Issue #4062, opened 2026-09-19
Follow-up items from the review of #4038 (surface-temperature contract)


asalmgren:
Follow-up items from the review of #4038 ("Normalize surface temperature handling across SurfaceLayer and radiation"), filed here rather than blocking the merge. Line numbers refer to the merged state of that PR (head `d895a00`).

All twelve findings from the two earlier review rounds on #4038 were verified as genuinely addressed on that head; what follows is new.

### A. Indeterminate `psurf` when `metgrid_surface_pressure()` fails (GPU release builds)

`Source/Initialization/ERF_InitFromMetgrid.cpp:1692-1712`

```cpp
Real psurf;                                     // :1692, uninitialized
...
const bool valid_psurf = metgrid_surface_pressure(
    metgrid_debug_psfc, flag_psfc, file_psfc, z_sfc, P00, T00, TLP, psurf);
AMREX_ALWAYS_ASSERT(valid_psurf);               // :1711
AMREX_ALWAYS_ASSERT(psurf > zero);              // :1712
```

`metgrid_surface_pressure` (`Source/Initialization/ERF_MetgridUtils.H`) writes `pressure` only on its success paths, and this call site is inside an `AMREX_GPU_DEVICE` lambda. `AMREX_ALWAYS_ASSERT` expands to `amrex::Assert` (`Submodules/AMReX/Src/Base/AMReX_BLassert.H:50`), which is compiled out **on the device** under `NDEBUG` without `AMREX_USE_ASSERTION` (`Submodules/AMReX/Src/Base/AMReX.H:363-374`) — that is, in every release GPU build.

Failure scenario: a met_em file whose `PSFC` carries a `_FillValue` or `missing_value`. #4038 newly canonicalizes those to NaN in `canonicalize_metgrid_psfc`, so the helper returns `false`, both asserts are no-ops on device, and the hydrostatic column integration below builds `rho`, `p_hse`, `r_hse` and `th_hse` for the entire column from whatever was on the stack — silently. The same applies when `flag_psfc == 0` and `z_sfc`/`TLP` fail the new validation.

Before #4038 this path was safe: `psurf` was assigned unconditionally on all three branches (see `development` prior to the merge, lines 1638/1640/1644), so an invalid PSFC produced an obviously wrong 9.97e36 Pa that at least tripped `psurf > zero` on the host.

CPU builds still abort correctly, so this is GPU-release-only.

[...]

PR #4069, opened 2026-09-21
Fix surface-temperature contract follow-ups and GPU Metgrid pressure handling

pressel:
## Summary

This PR addresses the follow-up correctness issues identified in #4062 after the surface-temperature contract changes in #4038. The patch is intentionally focused on deterministic input validation, explicit unsupported EB surface-temperature configurations, checkpoint provenance, and configured thermodynamic constants.

### Deterministic Metgrid initialization

- Make Metgrid base-state failure propagation deterministic and GPU-safe: invalid surface-pressure results are initialized explicitly, device-side failures are recorded through a safe flag, and the host aborts before hydrostatic-equilibrium construction can consume an invalid pressure.
- Canonicalize missing and default-fill values for Metgrid `PSFC`, `TT`, and `PRES` before validation and hydrostatic initialization.
- Validate the complete atmospheric column for finite, positive potential temperature before HSE construction.

### Explicit EB surface-temperature contract

Reject unsupported EB configurations before entering the SurfaceLayer path:

- planar SST/TSK providers;
- coupled SST;
- LSM `t_sfc` providers;
- LSM flux providers;
- text/file surface forcing;
- custom or file-based roughness providers.

LSM fluxes are rejected under EB because their provider is defined on a planar `k=0` surface, while the consumer may need values on arbitrary three-dimensional EB cut-cell surfaces; ERF has no mapping that can make that transfer contract-safe.

Supported native EB SurfaceLayer configurations remain unchanged.

### Checkpoint provenance and legacy compatibility

- Record and use initialization provenance from `job_info` when validating markerless legacy checkpoints containing `SST_0` or `TSK_0`.
- Reject legacy Metgrid checkpoints containing those arrays because their old values are absolute temperature under the legacy contract.
- Keep the current `surface_temperature_contract` marker path unchanged.
- Fail closed for ambiguous provenance rather than guessing the stored representation.
- Provide the explicit `erf.legacy_surface_temperature_init_type = WRFInput` escape hatch only for old provenance-less WRFInput checkpoints. This escape hatch does not claim that every old WRFInput checkpoint is readable.

### RRTMGP thermodynamic constants

Use the configured `rdOcp` consistently when converting RRTMGP heating rates back to potential-temperature tendencies. The default configuration remains unchanged.

## Tests

Focused and broad coverage includes:

- Metgrid surface-pressure validation, including deterministic invalid-input handling and device execution;
- missing/default-fill canonicalization for `PSFC`, `TT`, and `PRES`;
- EB SurfaceLayer compatibility and rejection cases;
- checkpoint provenance and legacy surface-temperature compatibility;
- RRTMGP conversion with a non-default `rdOcp`;
- multi-time Metgrid forcing and surface-temperature normalization.

Local CPU validation after merging current `upstream/development` included the complete serial unit suite, the registered MPI parallel matrix, and the full configured CPU regression label. GPU and RRTMGP CI remain the authoritative validation for those configurations.

Addresses #4062


asalmgren:
## Verification performed

Worktree at `374bc578a`, GCC/MPI Release, NetCDF on:

- **Build clean**: 0 warnings, 0 errors.
- **`erf_unit_tests`**: 648 passed, 3 skipped (the three pre-existing `DumpCurvesForPlotting`/`EvalFromCsv` skips). All 22 new/touched tests in the four modified suites pass.
- **`ctest -L regression`**: 138/138 passed. No gold files need regeneration — `solverChoice.rdOcp` defaults to `RdoCp`, so the RRTMGP change is a no-op at default settings, and the other three changes are validation-only.
- **Docs render**: `Checkpoint.rst` and `SurfaceLayer.rst` parse under docutils with no malformed-table errors (only the expected unknown `toctree`/`:ref:` Sphinx-isms).
- **New runtime inputs**: none. The branch adds no `pp.query`/`pp.get` keys, so nothing is owed to `Inputs.rst`.

## Status of the four #4062 items

**A — indeterminate `psurf` (GPU release): genuinely fixed.** `metgrid_surface_pressure` now assigns NaN on entry so every failure path leaves a defined value; the call site sets a `Gpu::DeviceScalar<int>` flag and returns instead of relying on a device assert; `init_from_metgrid` syncs, `ReduceIntMax`es across ranks, and aborts before anything downstream runs. The early `return` is the last statement of the lambda, so no partially-built column is consumed. `std::numeric_limits<Real>::quiet_NaN()` in device code is fine — AMReX passes `--expt-relaxed-constexpr` in both the CMake and GNUmake CUDA paths.

**B — unreachable EB carve-out: resolved by rejection, but over-broad.** I re-confirmed the underlying bug: under EB, `ba_flux = ba` (3-D) with `ng = {1,1,1}` (`Source/BoundaryConditions/ERF_SurfaceLayer.H:641-644`), so `growntilebox().smallEnd(2) == klo-1` and the four `growntilebox`-based fills never execute. The PR takes the "assert unsupported" option, which is legitimate. See concern 2 below about `m_has_lsm_fluxes`.

**C — guard keyed on runtime input: hole closed, with a new compatibility cost.** The scan is now content-driven and provenance is read from the checkpoint's own `job_info`. I verified the format assumption holds: `writeJobInfo` calls `ParmParse::dumpTable(os, true)`, and both the current AMReX (`pp_to_pretty_string`) and the pre-2024 `PP_entry::print` emit `erf.init_type = Metgrid` / `= "Metgrid"`, which the new parser handles, including the `\r` from CRLF files. See concern 1 below.

**`rdOcp` note: fixed.** `kokkos_buffers_to_mf` hoists `m_rdOcp` into a local before the `MFIter` (so the lambda doesn't capture `this`) and routes through the new `rrtmgp::inverse_exner`.

## Concerns

**1. Markerless checkpoints written before the provenance work cannot be restarted at all.** `job_info` has only been written into checkpoints since #3433 (`c6792fd95`, 2026-07-12). Any checkpoint older than that has no `job_info`, so `parse_legacy_init_type_from_job_info` is never called, the type stays `Unknown`, and a checkpoint containing `SST_0`/`TSK_0` aborts with `UnknownProvenance`. That includes legacy **WRFInput** checkpoints, whose SST/TSK were already stored as potential temperature and which restart fine on `development` today — `Source/Initialization/ERF_InitFromWRFInput.cpp:1069` populates `sst_lev`, so they do carry those arrays. The PR description's "Legacy WRFInput checkpoints remain readable" is only true for the ~2-month window between #3433 and #4038; `Checkpoint.rst` states the rule correctly, but the user-facing consequence is that there is no way out — no input key, no override, nothing you can edit in the checkpoint. I'd add an explicit opt-in escape hatch (e.g. `erf.legacy_surface_temperature_init_type = WRFInput`) so a user asserting provenance can restart, and document it alongside the rejection.

**2. The EB rejection also covers `m_has_lsm_fluxes`, which was not broken.** The three t_surf providers (`fill_tsurf_with_sst_and_tsk`, `get_lsm_tsurf`, `fill_tsurf_with_coupled_sst`) all use `growntilebox` and were the silent no-ops #4062 described. But `compute_sfc_params_from_lsm_fluxes` (`Source/BoundaryConditions/ERF_SurfaceLayer.cpp:1609-1610`) keys on **`validbox`**, whose `smallEnd(2) == klo` for the ground-touching box under EB — so that path *was* running. Rejecting it is a new restriction on working configuration, not a codification of an existing one. No in-tree deck combines EB with LSM (I checked all twelve EB inputs files), so nothing in CI breaks, but if the rejection is intentional it deserves a sentence in the PR description and in `SurfaceLayer.rst` explaining that LSM *fluxes* under EB are being withdrawn, not merely documented as already-broken.

**3. The assert one line below the fix has the same defect.** `Source/Initialization/ERF_InitFromMetgrid.cpp:1729`: `AMREX_ALWAYS_ASSERT(new_data(i,j,0,RhoTheta_comp) > zero);` is still a device assert inside the same `AMREX_GPU_DEVICE` lambda, compiled out in every release GPU build — exactly the failure mode A was filed about. A met_em file with a fill-valued `TT` would sail past it and build the column from NaN. It is one line to route it through the `surface_pressure_failed` flag that the PR just added (renaming the flag to something like `column_init_failed`).

**4. Dead code left behind.** Now that EB aborts, the `m_terrain_type != TerrainType::EB &&` clauses at `Source/BoundaryConditions/ERF_SurfaceLayer.cpp:1792` and `:2117` are doubly unreachable and still read as if EB were handled there. They should go, since removing them is what makes the new abort self-documenting.

**5. Related gap the PR doesn't close.** `read_custom_roughness` (`Source/BoundaryConditions/ERF_SurfaceLayer.cpp:2562-2564`) uses the same `growntilebox` pattern against `z_0[lev]`, which is defined on `ba_flux`. So `most.roughness_file_name` is *also* silently ignored under EB. Not a regression and not in scope, but given that this PR's stated purpose is making EB SurfaceLayer limitations explicit, it's the one remaining member of that family.

**6. `Closes #4062` will drop five open notes.** The issue's "Notes" section still contains the coupled-SST coverage-mask behavior change, the PSFC-read-at-every-forcing-time asymmetry, the albedo/emissivity clamp removal, `fill_qsurf_with_qsat` reading the moisture component unconditionally, and the `noahmp_active`/`has_lsm_t_sfc` test asymmetry. Either drop the `Closes` keyword or open a successor issue.

## Minor

- The Copilot finding about a null `job_info_chars.dataPtr()` is **not** a real bug: `ReadAndBcastFile` always resizes to `fileLength+1` and writes a terminating `'\0'`, and the early `return` that leaves the buffer empty only happens when `bExitOnError` is false (the default is `true`, so an unopenable file aborts in `FileOpenFailed`). No change needed.
- The new read duplicates work: `ReadCheckpointFile` already reads the same `job_info` ~50 lines earlier via `erf_provenance::read_job_info_file`, which does the IO-rank-only read plus broadcast rather than a per-rank `FileExists` guarding a collective. Reusing it (or having it hand back the raw text) would be cheaper and removes the theoretical rank-divergence hazard. Low priority — it matches the marker-check pattern already in the file.
- `classify_legacy_surface_temperature_checkpoint(false, true, legacy_init_type)` hardcodes its first two arguments at the only production call site, since both cases are handled by early returns above. The helper's extra parameters exist only for the unit tests.
- `planar_sources_supported_for_terrain`'s continuation lines are indented one column past the open paren.

Nothing here is a correctness bug in the new code — the three original findings are all addressed and the numerics are untouched. Items 1 and 2 are backward-compatibility decisions worth settling before merge; 3 through 6 are follow-ups.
* * *
Count every line of the entries that includes "checkpoints", and say the number alone.

Answer section
4